Its authors, including filmmaker Avi Lewis and writer Naomi Klein, present it as a non-partisan document that aims to influence all Canadian political parties.
They note that the manifesto has been endorsed by the Greens. They praise Liberal Prime Minister Justin Trudeau for moving on some of its recommendations and criticize him for being slow on others.
Indeed, Avi Lewis didn’t join the NDP until he decided to go to Edmonton to try and sell his manifesto.
The document begins from the assumption that climate change poses a grave threat to the future of the world.
This might have been a radical position once. It is not now. Politicians, including those running Canada’s federal and provincial governments, accept it.

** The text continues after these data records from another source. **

PR #461, opened 2020-02-26
Line item property deserialization

clement911:
I hit another weird case where the line_item.properties was an empty object instead of an array 😲!

image

### DIFF
--- a/ShopifySharp.Tests/Serialization_Tests.cs
+++ b/ShopifySharp.Tests/Serialization_Tests.cs
@@ -1,0 +1,56 @@
+using Newtonsoft.Json;
+using ShopifySharp.Infrastructure;
+using ShopifySharp.Lists;
+using System;
+using System.Collections.Generic;
+using System.IO;
+using System.Linq;
+using System.Net;
+using System.Threading.Tasks;
+using Xunit;
+using EmptyAssert = ShopifySharp.Tests.Extensions.EmptyExtensions;
+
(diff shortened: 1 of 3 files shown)


nozzlegear:
image

How bizarre!

nozzlegear:
Just thinking out loud, what if we turn the object into an array? 

So this:

```json
{ "foo": "bar", "baz": "bat" }
```

Becomes this:

```cs
[
   new LineItemProperty { Name = "foo", Value = "bar" },
   new LineItemProperty { Name = "baz", Value = "bat" }
]
```

clement911:
Could do but the converter will get quite complicated.
And what if the object contains nested object (at this point I assume anything is possible!).

nozzlegear:
I think if there are nested objects, we'd just turn them into a dictionary or something. `LineItemProperty.Value` is `object` right? So we'd just read the top layer of keys/values and turn everything else into objects. 

That does sound like a lot of work, so I'm happy to merge this in right now and then take a crack at doing this converter myself later on unless you want to give it a shot before I merge.

clement911:
Right, I think that would work.
Would be great if you could merge and we can implement your idea in the near future.

nozzlegear:
Sure! One quick change first, can you add a remarks thing on the property with a link to this pull request?

```cs
/// <remarks>https://github.com/nozzlegear/ShopifySharp/pull/461</remarks>
```

clement911:
Done.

So do virtually all climate scientists.
In December, the world’s governments declared in Paris that unless fossil fuel emissions are reduced to zero by the latter half of this century, climate change will result in catastrophic damage — including flooding, famine and massive population displacement.
The authors of the Leap Manifesto agree. They argue that Canada’s carbon emissions can be reduced to zero by 2050.
How is this to be done? So far, Canada’s political leaders haven’t said. But the manifesto’s authors have some ideas. They take the perfectly logical position that if Canada is to do its bit, the country must stop spending billions on infrastructure designed to accommodate fossil fuel production.
In practical terms, that means no more oil and gas pipelines.
Is that radical? In Alberta, it certainly is. But other parts of the country are more amenable to anti-pipeline arguments.
Both the federal Liberal government and the federal NDP have been dodgy on whether they support an east-west oil pipeline — largely because such projects are unpopular in Ontario and Quebec.
Like Ottawa and virtually every provincial government, the manifesto calls for investment in clean energy projects. As Ontario has found with its windmill policy, this isn’t always a politically painless process. But except for the manifesto’s suggestion that, (as in Germany and Denmark) such projects be community-controlled, it is hardly novel.
In fact, the Trudeau Liberals have already promised to undertake many of the manifesto’s recommendations. They have said they will implement the United Nations Declaration on the Rights of Indigenous Peoples; they have pledged to invest in public transit and green infrastructure.
Like the federal NDP, the manifesto calls for a national child-care program. Like the federal NDP (sometimes) and both U.S. Democratic presidential candidates, the manifesto opposes trade deals that limit government’s ability to regulate in the public interest.
Like former Liberal prime minister Paul Martin, the authors favour imposing a financial transaction tax to help pay for all of this.
They also call for a carbon tax (like that levied by British Columbia’s right-of-centre government), higher taxes on the wealthy (like those imposed by the Trudeau Liberals) and higher corporate taxes (as suggested by the federal NDP).
Workers displaced by the move away from the carbon economy would be retrained.
In short, much of the Leap manifesto is not particularly new. What the authors have done is stitch together, largely from current practice, a sketchy but relatively coherent plan for immediate action against climate change.
If the NDP chooses not to embrace some form of this plan, the Trudeau Liberals probably will.